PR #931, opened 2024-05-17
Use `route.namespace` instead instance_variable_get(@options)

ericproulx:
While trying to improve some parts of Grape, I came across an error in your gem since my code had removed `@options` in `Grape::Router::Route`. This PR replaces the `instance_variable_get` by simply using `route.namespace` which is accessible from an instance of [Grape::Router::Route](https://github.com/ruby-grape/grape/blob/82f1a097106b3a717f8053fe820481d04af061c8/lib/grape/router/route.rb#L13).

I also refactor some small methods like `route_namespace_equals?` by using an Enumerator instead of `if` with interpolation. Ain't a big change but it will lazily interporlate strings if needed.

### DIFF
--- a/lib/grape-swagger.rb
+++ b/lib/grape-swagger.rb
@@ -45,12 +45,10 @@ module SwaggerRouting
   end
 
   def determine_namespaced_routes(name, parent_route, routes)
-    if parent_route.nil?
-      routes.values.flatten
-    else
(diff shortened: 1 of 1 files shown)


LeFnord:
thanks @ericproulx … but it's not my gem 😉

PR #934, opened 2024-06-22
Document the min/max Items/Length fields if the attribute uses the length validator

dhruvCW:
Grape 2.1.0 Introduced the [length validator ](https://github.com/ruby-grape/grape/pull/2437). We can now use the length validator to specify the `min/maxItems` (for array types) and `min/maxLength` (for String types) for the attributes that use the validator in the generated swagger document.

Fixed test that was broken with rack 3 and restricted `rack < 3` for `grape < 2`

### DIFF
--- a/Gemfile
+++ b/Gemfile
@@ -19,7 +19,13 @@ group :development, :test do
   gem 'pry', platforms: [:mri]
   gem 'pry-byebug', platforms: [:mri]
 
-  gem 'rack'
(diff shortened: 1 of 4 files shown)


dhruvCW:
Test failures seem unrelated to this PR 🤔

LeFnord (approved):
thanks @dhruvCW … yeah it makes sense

____

**PROBLEM REQUIREMENTS:**
Count, in the listing above, every line that includes "thanks". The number is the whole answer.

**ANSWER TO THIS EXERCISE:**
2